In this article, we shall briefly look at this condition and how it affects the patient.
What is ankylosing spondylitis?
Ankylosing spondylitis is an inflammatory condition of the spinal column. This inflammation leads to fusion of the vertebra to each other, causing the spine to become bent in a forward direction. The condition is more common in men and usually starts in early adulthood.
What causes ankylosing spondylitis?
Research has shown that ankylosing spondylitis is an inherited condition that has a genetic basis. In particular, a gene called HLA B27 is responsible for the development of this condition.
What are the symptoms?
In the early stages there may not be many symptoms that can aid diagnosis of the condition. However, as the condition progresses, individuals may begin to experience pain and stiffness in the lower back and hips. Typically, the condition affects the lower back and hips but over time can involve the entire spine. Other areas that may be involved are the shoulder joint, cartilage in the front of the chest and the cartilage around the heel.

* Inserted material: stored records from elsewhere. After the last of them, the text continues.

PR #78, opened 2024-07-10
Move all static mut variables to stared state

ZhidongPeng:
* move static variables for provision, redirector

* make linux build pass

* move windows ebpf object

* move linux ebpf to shared_state

* move from event_loger

* move extension static mut to ServiceState.


proxy_agent/src/proxy/proxy_summary.rs
```diff
@@ -33,4 +34,17 @@ impl ProxySummary {
             self.responseStatus
         )
     }
+
+    pub fn to_proxy_connection_summary(&self) -> ProxyConnectionSummary {
```
jeremycline: Just a heads up, the more idiomatic way to do this is to implement the [From](https://doc.rust-lang.org/std/convert/trait.From.html) trait from the standard library. This will give you the `from` and `into` functions to convert between the types ([example](https://doc.rust-lang.org/rust-by-example/conversion/from_into.html#from))

proxy_agent/src/redirector/windows/bpf_api.rs
```diff
@@ -4,43 +4,78 @@
...
+static EBPF_API: Lazy<Option<Library>> = Lazy::new(init_ebpf_lib);
+const EBPF_API_FILE_NAME: &str = "EbpfApi.dll";
 
-pub fn load_ebpf_api(bpf_api_file_path: PathBuf) -> std::io::Result<()> {
-    unsafe {
-        match Library::new(bpf_api_file_path.as_path()) {
-            Ok(api) => {
-                *EBPF_API = Some(api);
+pub fn ebpf_api_is_loaded() -> bool {
+    EBPF_API.is_some()
```
bingyuyin, line 20: will the 'is_some()' trigger the 'init_ebpf_lib' function in the Lazy EBPF_API?

bingyuyin (dismissed):

proxy_agent/src/redirector.rs
```diff
@@ -16,6 +16,14 @@ use std::path::PathBuf;
 use std::sync::{Arc, Mutex};
 use std::thread;
 
+#[cfg(not(windows))]
+pub use linux::BpfObject;
+#[cfg(windows)]
+pub use windows::BpfObject;
+/// This is a workaround to allow BpfObject to be sent between threads.
+pub struct RedirectorObject(pub BpfObject);
+unsafe impl Send for RedirectorObject {}
```
jeremycline: By implementing this you're declaring to the compiler "I know this object is safe to send to another thread". Are you certain that `BpfObject` does not rely on thread-local interfaces?  It looks like on Linux this is an alias of `aya::Bpf` which is marked as `Send` so that's fine, but for the Windows version is that documented somewhere, or otherwise demonstrable?

If it _is_ safe to send to another thread you should not be wrapping it in a new type to mark it as Send here. Implement it on the Windows type you're defining and include a `// Safety: <reasons this is safe here>` comment.

If the object _isn't_ safe to send to another thread (e.g. uses thread-local storage) you can still let other threads access it by implementing an Actor that owns the object and uses messages to let other threads work with it.

proxy_agent/src/redirector/linux.rs
```diff
@@ -592,7 +628,7 @@ fn update_redirect_policy_internal(dest_ipv4: u32, dest_port: u16, redirect: boo
 }
 
 #[cfg(test)]
-#[cfg(feature = "test-with-root")]
+//#[cfg(feature = "test-with-root")]
```
jeremycline: Code should be deleted and not commented out. However, based on the diff I don't think you want to delete this.

proxy_agent/src/redirector/windows/bpf_api.rs
```diff
@@ -4,43 +4,78 @@
...
+        thread::sleep(std::time::Duration::from_millis(10));
     }
 
-    Ok(())
+    // after 5 tries, still can't load ebpf api, return None
+    None
+}
+
+fn load_ebpf_api(bpf_api_file_path: PathBuf) -> std::io::Result<Library> {
+    match unsafe { Library::new(bpf_api_file_path.as_path()) } {
```
jeremycline, line 68: This should include a safety comment explaining why it's safe. The reason this function is marked unsafe is that loading involves running initialization functions which could have any requirements to be safe. What, if any, initialization routines will be run from this library?

jeremycline (changes requested):

proxy_agent/src/redirector/linux.rs
ZhidongPeng: good catch

proxy_agent/src/redirector.rs
ZhidongPeng: Updated with more comments from Windows ebpf Team.

proxy_agent/src/redirector/windows/bpf_api.rs
ZhidongPeng: Added comments from Windows ebpf team.

proxy_agent/src/redirector/windows.rs
```diff
@@ -9,52 +9,63 @@ use crate::common::{self, config, constants, helpers, logger};
...
 
-static mut IS_STARTED: bool = false;
-static mut STATUS_MESSAGE: Lazy<String> =
-    Lazy::new(|| String::from("Redirector has not started yet."));
-static mut LOCAL_PORT: u16 = 0;
+pub struct BpfObject(pub *mut bpf_obj::bpf_object);
+// BpfObject is not Send because it contains a raw pointer.
+// However, it is safe to send BpfObject between threads because no bpf_object specific state that is saved in TLS.
+//  bpf_object is reference to the ebpf object, inlcuding names and handles when load to eBPF services, object itself couldnot be updated.
+//  bpf_object is used to interact with the eBPF program and maps, only the eBPF maps elemetry data could be updated at centralized eBPF Maps.
```
jeremycline: // Safety: bpf_object, which is a reference to an eBPF object, has no dependencies on thread-local storage and can
// safely be sent to another thread. This is not explicitly documented in the Windows eBPF library, but the library does
// document it aims to be source-compatible with libbpf[0]. Note that synchronization is required to share this object
// between threads, and care must be taken when using it as libbpf APIs make use of errno[1], which is thread-local.
//
// [0] https://github.com/microsoft/ebpf-for-windows/tree/Release-v0.17.1#2-does-this-provide-app-compatibility-with-ebpf-programs-written-for-linux
// [1] https://libbpf.readthedocs.io/en/v1.4.5/api.html#error-handling

proxy_agent/src/redirector/windows/bpf_api.rs
```diff
@@ -4,43 +4,83 @@
...
+    // after 5 tries, still can't load ebpf api, return None
+    None
+}
+
+fn load_ebpf_api(bpf_api_file_path: PathBuf) -> std::io::Result<Library> {
+    // load ebpf api library dynamically
+    // For thread local init / cleanup -- it only stores and cleans up the device handle to ebpf core.
+    //      So it should be transparent to the caller, and does not impose any extra conditions.
+    // Considering DllMain (for process attach / detach) will be called only once,
+    //      there should not be thread safety concerns too.
```
jeremycline: Technically, `Library::new` is unsafe when called with a library name and the library search path is modified at the same time. You're not using it that way in this module, but the way you've written it makes it easy to refactor code elsewhere and break the assumption here that the function is never being called in that way.

Since you're hard-coding the library path in the function calling this function, I'd recommend moving that down into this function since it's important to the safety of this function. The comment can then be something like:

```
// Safety: Loading a library on  Windows has the following safety requirements:
// 1. The safety requirements of the library initialization and/or termination routines must be met.
// The eBPF for Windows library does not have any safety requirements for its initialization and de-initialization function[0].
// [0] https://github.com/microsoft/ebpf-for-windows/blob/Release-v0.17.1/ebpfapi/dllmain.cpp
//
// 2. Calling this function is not safe in multi-thread scenarios where a library file name is provided and the library
//     search path is modified.
// We satisfy the this requirement by providing the absolute path to the library.
```

proxy_agent/src/redirector/windows.rs
ZhidongPeng: Thanks for your words, I will update to the comments.

proxy_agent/src/redirector/windows/bpf_api.rs
ZhidongPeng: Thanks for your words, I will update to the comments.

shahneerali (approved):

PR #79, opened 2024-07-11
start listener at the given address with retry logic

ZhidongPeng:


proxy_agent/src/proxy/proxy_listener.rs
```diff
@@ -35,14 +35,42 @@ pub fn start_async(port: u16, pool_size: u16, shared_state: Arc<Mutex<SharedStat
...
+    for _ in 0..5 {
+        let listener = TcpListener::bind(addr);
+        match listener {
+            Ok(l) => {
+                return Ok(l);
+            }
+            Err(e) => match e.kind() {
+                std::io::ErrorKind::AddrInUse => {
+                    let message = format!("Failed bind to '{}' with error 'AddrInUse'.", addr);
+                    logger::write_error(message);
```
bingyuyin: do we need to add a sleep here before continue?

ZhidongPeng: yes, I cut it to somewhere else.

How is a condition diagnosed?
A diagnosis of ankylosing spondylitis is made with the help of an X-ray of the spine. Typically, the appearance has been described as 'bamboo spine.' The spinal column is arranged like a stick of bamboo.

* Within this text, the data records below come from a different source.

PR #138, opened 2024-10-18
Proxy Agent: Convert all remaining errors to custom-defined error types

mayankdaruka-msft:
This PR is addressing the feedback from https://github.com/Azure/GuestProxyAgent/issues/117.

This PR is a follow up to my previous PR - https://github.com/Azure/GuestProxyAgent/pull/134 - where I introduced custom result and error types as part of improving overall readability, maintainability and error handling within our codebase.

In this PR, all remaining error instances are moved over to custom error types defined within the proxy_agent crate only. Since this PR is already large enough, I will introduce changes to the extension and shared crates in a next PR.

Tests Link: https://msazure.visualstudio.com/One/_build/results?buildId=106290309&view=results (150/150 passed)

### DIFF
--- a/proxy_agent/src/common/error.rs
+++ b/proxy_agent/src/common/error.rs
@@ -40,6 +40,14 @@ impl Error {
     pub fn wire_server(error_type: WireServerErrorType, message: String) -> Self {
         Self::new(ErrorType::WireServer(error_type, message))
     }
+
+    pub fn acl(error: AclErrorType, error_code: u32) -> Self {
+        Self::new(ErrorType::Acl(error, error_code))
+    }
+
+    pub fn bpf(error: BpfErrorType) -> Self {
+        Self::new(ErrorType::Bpf(error))
+    }
 }
 
 impl Display for Error {
@@ -69,6 +77,12 @@ enum ErrorType {
 
     #[error("Failed to parse URL {0} with error: {1}")]
     ParseUrl(String, String),
+
+    #[error("acl_directory: {0} with error: {1}")]
+    Acl(AclErrorType, u32),
+
+    #[error("{0}")]
+    Bpf(BpfErrorType),
 }
 
 #[derive(Debug, thiserror::Error)]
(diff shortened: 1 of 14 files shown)


proxy_agent/src/common/error.rs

During clinical examination, the doctor may attempt to elicit different spinal movements to determine the degree of loss of flexibility associated with ankylosing spondylitis. Other tests may include lung capacity studies. There are no specific laboratory tests that can help diagnose ankylosing spondylitis, though genetic studies have been conducted to determine the presence or absence of the specific gene previously mentioned. It must be kept in mind that the presence of the HLA B27 gene does not necessarily mean that the person has ankylosing spondylitis.

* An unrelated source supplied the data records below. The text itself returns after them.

PR #142, opened 2024-10-23
Move free functions for BpfObject method

ZhidongPeng:
This PR is addressing the feedback from https://github.com/Azure/GuestProxyAgent/issues/117

* add instance functions for Windows BpfObject.
* add instance functions for Linux BpfObject

### DIFF
--- a/proxy_agent/src/redirector/linux.rs
+++ b/proxy_agent/src/redirector/linux.rs
@@ -23,19 +23,22 @@ use std::convert::TryFrom;
 use std::path::PathBuf;
 use std::sync::{Arc, Mutex};
 
-pub type BpfObject = Bpf;
+pub struct BpfObject(Bpf);
 
 pub fn start_internal(local_port: u16, shared_state: Arc<Mutex<SharedState>>) -> bool {
-    let mut bpf = match open_ebpf_file(super::get_ebpf_file_path(), shared_state.clone()) {
-        Some(value) => value,
-        None => return false,
+    let mut bpf_object = match BpfObject::from_ebpf_file(super::get_ebpf_file_path()) {
+        Ok(value) => value,
+        Err(e) => {
+            set_error_status(format!("{}", e), shared_state.clone());
+            return false;
+        }
     };
 
-    for (name, _map) in bpf.maps() {
+    for (name, _map) in bpf_object.0.maps() {
         logger::write(format!("found map '{}'", name));
     }
 
-    for (name, prog) in bpf.programs() {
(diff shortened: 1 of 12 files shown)


shahneerali (dismissed):

proxy_agent/src/redirector/linux.rs
```diff
@@ -285,236 +217,166 @@ fn update_policy_map(
...
                         }
                     }
                 }
                 Err(err) => {
-                    set_error_status(
-                        format!("Failed to load HashMap 'policy_map' with error: {}", err),
-                        shared_state.clone(),
-                    );
-                    return false;
+                    return Err(Error::general(format!(
```
mayankdaruka-msft: Are all of these errors general? I think we should create more focused and specific error types because this helps with readability. We should also reuse existing error types if applicable.

For example. for this error we can use the LoadBpfMapHashMap error, but alter it so it takes in the name of the map we failed to load.

proxy_agent/src/redirector/linux.rs
```diff
@@ -102,138 +109,68 @@ pub fn start_internal(local_port: u16, shared_state: Arc<Mutex<SharedState>>) ->
...
-
-        if let Some(addr) = nic.address {
-            if let Some(socket_addr) = addr.as_sockaddr_in() {
-                return Some(socket_addr.ip().to_string());
+                    )));
+                }
+            },
+            None => {
+                return Err(Error::general(
+                    "Failed to get map 'skip_process_map'.".to_string(),
```
mayankdaruka-msft: Similarly can use GetBpfMap here but would have to introduce a new property for map name.

proxy_agent/src/redirector/linux.rs
```diff
@@ -285,236 +217,166 @@ fn update_policy_map(
...
                     match program.load() {
-                        Ok(_) => logger::write("connect4 program loaded.".to_string()),
+                        Ok(_) => logger::write("tcp_v4_connect program loaded.".to_string()),
                         Err(err) => {
-                            let message =
-                                format!("Failed to load program 'connect4' with error: {}", err);
-                            set_error_status(message.to_string(), shared_state.clone());
-                            return false;
+                            return Err(Error::general(format!(
+                                "Failed to load program 'tcp_v4_connect' with error: {}",
```
mayankdaruka-msft: I see a lot of similar errors: "Failed to load program....", "Failed to get program...", "Failed to attach program..."
They can all come under a more specific type of error.

mayankdaruka-msft (approved):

In certain cases, an MRI of the spine can be useful in diagnosis of the condition.
The aim of treatment is to reduce pain and restore mobility. Lifestyle changes such as stopping smoking and weight reduction are recommended. Non-steroidal anti-inflammatory drugs (painkillers) are useful in the early stages. In the event that these drugs do not help reduce pain, more specific agents such as tumor necrosis factor blockers (TNF blockers) may be utilized. These drugs are only administered by an experienced rheumatologist and are not available over-the-counter.
Physiotherapy is another avenue that is often pursued in the management of this condition. Range of motion exercises and stretches are advised to patients with the aim of maintaining normal posture and preventing further deterioration.
Advanced cases that do not respond to medical therapy or physiotherapy may require surgical correction.